🤖 AI Summary
Existing diversity evaluation in text-to-image (T2I) generation suffers from structural flaws—namely, “over-diversification” (e.g., unauthorized alteration of demographic attributes specified in prompts) and “under-diversification” (e.g., insufficient representation)—due to neglect of contextual constraints. Method: We propose DIVBENCH, the first benchmark framework that systematically distinguishes, quantifies, and jointly evaluates both imbalances via context-aware semantic fidelity constraints, moving beyond conventional unidirectional diversity maximization. It integrates LLM-guided FairDiffusion and context-aware prompt rewriting for systematic assessment across mainstream T2I models.

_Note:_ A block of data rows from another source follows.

PR #29561, opened 2025-02-03
Community/Partner: Adding Azure community and partner user agent to better track usage in Python 

marlenezw:
- This pull request includes various changes to add a `user_agent` parameter to Azure OpenAI, Azure Search and Whisper in the Community and Partner packages. This helps in identifying the source of API requests so we can better track usage and help support the community better. I will also be adding the user_agent to the new `langchain-azure` repo as well. 

- No issue connected or  updated dependencies. 
- Utilises existing tests and docs


marlenezw:
@sinedied @santiagxf I need to run linting and tests but could you both have a look. Will add to the `langchain-azure` package as well.

marlenezw:
@santiagxf  I think there are certain classes for example the AzureOpenAI class within OpenAI that I think is useful to leave as is. My feeling is that we should also give people a depreciation timeline so they know to transition over. I'd also like to compare the numbers for a bit to see if the move makes any difference at all, so maybe a weeks or so of data could be helpful! What are your thoughts?

santiagxf:
I meant the ones on the Community package (langchain-community). Indeed the ones on partner packages should remain!

marlenezw:
That makes sense! Yes, for the community packages I definitely think we should remove the classes when we are ready to depreciate it completely. @santiagxf do you think we should set a final depreciation date and add this as a message in the code? I can create a seperate PR for it in the mean time.

marlenezw:
Hi @efriis or @ccurme, this PR is ready for review! I've run tests and things are working as expected.

efriis (approved):

PR #32934, opened 2025-09-14
feat(core): export `env_var_is_set`

adityamulik:
Creating a PR to expose env_var_is_set method from langchain core utils which is useful for validating if a env variable is set or not.


ccurme (commented):
Thanks for this. This is a public function but I'm not sure it's needed in the `langchain_core.utils` namespace. It is just
```python
return env_var in os.environ and os.environ[env_var] not in {
    "",
    "0",
    "false",
    "False",
}
```
are you ok continuing to just import from `langchain_core.utils.env`?

PR #32947, opened 2025-09-15
fix(core): resolve `trim_messages` incompatibility with DeepSeek-Chat

hispiderman0528:
Fixed the incompatibility issue of the function from langchain_core.messages import trim_messages with the DeepSeek-Chat large model.


mdrxy (changes requested):
Could you list a source for reference? And give a code snippet of a use case that is broken without this?

ccurme:
Closing as author is unresponsive but can re-open if needed!

PR #32973, opened 2025-09-16
chore(langchain): (v1) drop cap on python version

ccurme:


ccurme:
Should be done on master and merged in.

Issue #32981, opened 2025-09-16
Reasoning tokens not passing through from OpenRouter to `ChatOpenAI`


sinanuozdemir:
### Checked other resources

- [x] This is a bug, not a usage question.
- [x] I added a clear and descriptive title that summarizes this issue.
- [x] I used the GitHub search to find a similar question and didn't find it.
- [x] I am sure that this is a bug in LangChain rather than my code.
- [x] The bug is not resolved by updating to the latest stable version of LangChain (or the specific integration package).
- [x] This is not related to the langchain-community package.
- [x] I read what a minimal reproducible example is (https://stackoverflow.com/help/minimal-reproducible-example).
- [x] I posted a self-contained, minimal, reproducible example. A maintainer can copy it and run it AS IS.

### Example Code

Run this code and inspect the response and see that it has no reasoning tokens even though anthropic returns them.

```python
import os
from langchain_openai import ChatOpenAI
from langchain_core.messages import HumanMessage


chat = ChatOpenAI(
    model="anthropic/claude-sonnet-4",
    api_key=os.environ.get("OPENROUTER_API_KEY"),
    openai_api_base="https://openrouter.ai/api/v1"
)

message = HumanMessage(content="Hello! What's the capital of France now and what was it in 1937?")


response = chat.invoke(
    [message],
    extra_body={'reasoning': {'max_tokens': 10}}
    )
print(f"📥 Response: {response.content}")
```

### Description

I'm using Anthropic Sonnet 4 through OpenRouter on Langchain (for agentic work) and noticed that the reasoning tokens aren't getting passed from OpenRouter to Langchain

### System Info

Obtaining file:///Users/sinanozdemir/Fun/langchain/libs/core
  Installing build dependencies ...   Checking if build backend supports build_editable ...   Getting requirements to build editable ...   Preparing editable metadata (pyproject.toml) ... Requirement already satisfied: langsmith>=0.3.45 in [./.venv/lib/python3.12/site-packages](https://file+.vscode-resource.vscode-cdn.net/Users/sinanozdemir/Fun/langchain/.venv/lib/python3.12/site-packages) (from langchain-core==0.3.76) (0.4.28)
[...]

PR #32982, opened 2025-09-16
fix(openai): add support for reasoning content in OpenAI chat responses from OpenRouter

sinanuozdemir:
Description: I added `reasoning_content` to `additional_kwargs` when the reasoning field is present in the response message. This enables support for reasoning content from providers like OpenRouter that include this field in their responses.
Issue: #32981 
Dependencies: N/A

P.S. this is my first time ever attempting to contribute to an open source package so feel free to rip me to shreds.

### DIFF
--- a/libs/partners/openai/langchain_openai/chat_models/base.py
+++ b/libs/partners/openai/langchain_openai/chat_models/base.py
@@ -934,6 +934,7 @@ class BaseChatOpenAI(BaseChatModel):
             if (reasoning_content := delta.get("reasoning_content")) is not None:
                 message_chunk.additional_kwargs["reasoning_content"] = reasoning_content
             elif (reasoning := delta.get("reasoning")) is not None:
+                # Handle use via OpenRouter
                 message_chunk.additional_kwargs["reasoning_content"] = reasoning
 
         generation_chunk = ChatGenerationChunk(
@@ -1309,7 +1310,9 @@ class BaseChatOpenAI(BaseChatModel):
                     "reasoning_content"
                 ] = message.reasoning
             elif hasattr(message, "reasoning_content"):
-                generations[0].message.additional_kwargs["reasoning_content"] = message.reasoning_content
+                generations[0].message.additional_kwargs[
+                    "reasoning_content"
+                ] = message.reasoning_content
 
         return ChatResult(generations=generations, llm_output=llm_output)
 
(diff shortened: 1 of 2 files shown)


ccurme (commented):
Hi @sinanuozdemir, thanks for this.

You should be able to resolve your issue immediately by using `ChatDeepSeek` (I see from the originating issue you have `langchain-deepseek` already installed). That model basically subclasses BaseChatOpenAI and extends it with this feature. Let me know if that doesn't work for you.

There is a lot of confusion around this, and it's arguably weird to force use of ChatDeepSeek for some chat completions use cases, so I'm not opposed to going with this PR. If you want to add unit tests and extend to the streaming case, I think we could push it through.

MaciejoG:
Came across this PR while researching why using the `ChatOpenAI` with a model from Anthropic does not output any reasoning tokens (for my usecase, I cannot use the `ChatAnthropic` class).
Slightly modifying the changes from this PR (instead of `reasoning` look for `reasoning_content`) yields a positive result!

```
if hasattr(message, "reasoning_content"):
                generations[0].message.additional_kwargs[
                    "reasoning_content"
                ] = message.reasoning_content
```

Output contains reasoning_content
```
content='The capital of France is Paris.' additional_kwargs={'refusal': None, 'reasoning_content': "This is a straightforward factual question. The capital of France is Paris. This is basic geography knowledge that I'm confident about."}
```

@sinanuozdemir are you going to continue working on this PR? Would be great to make it functional for `reasoning_content` too!

sinanuozdemir:
I'm going to try to take this over the finish line in the next few days @ccurme and @MaciejoG! Thank you both for the tips.

sinanuozdemir:
@ccurme I think I'm ready for another review!

Saryazdi-Saman:
I came across this PR while running into the same issue. I had been using the OpenAI SDK directly for Claude via OpenRouter, since I couldn’t find documentation that ChatDeepSeek could be used in that context.

> "There is a lot of confusion around this, and it's arguably weird to force use of ChatDeepSeek for some chat completions use cases … If you want to add unit tests and extend to the streaming case, I think we could push it through."

@ccurme I agree with your point about developer confusion — requiring ChatDeepSeek for some chat completion use cases isn’t intuitive, especially since OpenRouter's docs direct to ChatOpenAI for Langchain implementation.

What do you think about the idea of inheriting from BaseChatOpenAI and creating a dedicated ChatOpenRouter wrapper? That might make the integration cleaner and reduce confusion. I’d be happy to contribute code for this (in TS and possibly Python) if that direction aligns with the project.

mdrxy:
@Saryazdi-Saman yep

We will be releasing a dedicated integration for OpenRouter (`ChatOpenRouter`) as they have diverged from the chat completions standard. See #34328 for tracking

Issue #32637, opened 2025-08-21
`ChatPromptTemplate` `save()` not implemented


zzqDeco:
### Checked other resources

- [x] This is a bug, not a usage question. For questions, please use the LangChain Forum (https://forum.langchain.com/).
- [x] I added a clear and descriptive title that summarizes this issue.
- [x] I used the GitHub search to find a similar question and didn't find it.
- [x] I am sure that this is a bug in LangChain rather than my code.
- [x] The bug is not resolved by updating to the latest stable version of LangChain (or the specific integration package).
- [x] I read what a minimal reproducible example is (https://stackoverflow.com/help/minimal-reproducible-example).
- [x] I posted a self-contained, minimal, reproducible example. A maintainer can copy it and run it AS IS.

### Example Code

#13794
```python
     def save(self, file_path: Union[Path, str]) -> None: 
         """Save prompt to file. 
  
         Args: 
             file_path: path to file. 
         """ 
         raise NotImplementedError() 
```

### Description

ChatPromptTemplate save method not implemented

### System Info

ChatPromptTemplate save method not implemented!Looking at ur fxxking lib!

ccurme:
Could we please address the failing test in https://github.com/langchain-ai/langchain/pull/33631?

UnkownHunter:
Can this issue be assigned to me ?.. The save function in the ChatPromptTemplate still not implemented... I want to implement if assigned to me.

yaowubarbara:
I'd like to work on this issue.

ccurme:
These routines are old, I'd suggest using `prompt.model_dump` if all you need is serialization, or [see the reference here](https://reference.langchain.com/python/langchain_core/load/).

PR #32997, opened 2025-09-18
fix(core): Enable save method for `ChatPromptTemplate` by removing `NotImplementedError` override

qizwiz:
This PR fixes Issue #32637 where ChatPromptTemplate's save method was raising NotImplementedError instead of inheriting the working implementation from BasePromptTemplate.

## Issue

The ChatPromptTemplate class was overriding the parent class's working `save` method with a stub that just raised `NotImplementedError`. This prevented users from saving ChatPromptTemplate instances to files, even though the parent class BasePromptTemplate has a fully functional save implementation.

## Root Cause

In `src/transformers/processing_utils.py` line 1303, there was an override:
```python
def save(self, file_path: Union[Path, str]) -> None:
    """Save prompt to file.

    Args:
        file_path: path to file.
    """
    raise NotImplementedError
```

## Solution

The fix removes this override, allowing ChatPromptTemplate to inherit the working `save` method from BasePromptTemplate. This enables users to save ChatPromptTemplate instances to JSON/YAML files as expected.

## Testing

Added a test case that verifies:
1. ChatPromptTemplate.save() no longer raises NotImplementedError
2. The saved file contains valid JSON with the expected structure
3. The _type field is correctly set to 'chat'

## Impact

This is a backward-compatible bug fix that restores expected functionality for ChatPromptTemplate serialization. Users can now save and load ChatPromptTemplate instances as documented, which is important for persisting prompt configurations.

Fixes #32637

### DIFF
--- a/libs/core/langchain_core/prompts/chat.py
+++ b/libs/core/langchain_core/prompts/chat.py
@@ -1300,13 +1300,6 @@ class ChatPromptTemplate(BaseChatPromptTemplate):
         """Name of prompt type. Used for serialization."""
         return "chat"
 
-    def save(self, file_path: Union[Path, str]) -> None:
-        """Save prompt to file.
-
-        Args:
-            file_path: path to file.
-        """
-        raise NotImplementedError
 
     @override
     def pretty_repr(self, html: bool = False) -> str:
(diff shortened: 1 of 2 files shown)


ccurme (commented):
Closing as duplicated with https://github.com/langchain-ai/langchain/pull/33631.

Contribution/Results: Experiments reveal widespread under-diversification in current models; existing augmentation methods often induce over-correction; in contrast, DIVBENCH-driven context-aware strategies significantly improve fairness and representational balance while strictly preserving semantic accuracy—achieving an optimal trade-off between diversity and fidelity.
📝 Abstract
Current diversification strategies for text-to-image (T2I) models often ignore contextual appropriateness, leading to over-diversification where demographic attributes are modified even when explicitly specified in prompts. This paper introduces DIVBENCH, a benchmark and evaluation framework for measuring both under- and over-diversification in T2I generation. Through systematic evaluation of state-of-the-art T2I models, we find that while most models exhibit limited diversity, many diversification approaches overcorrect by inappropriately altering contextually-specified attributes. We demonstrate that context-aware methods, particularly LLM-guided FairDiffusion and prompt rewriting, can already effectively address under-diversity while avoiding over-diversification, achieving a better balance between representation and semantic fidelity.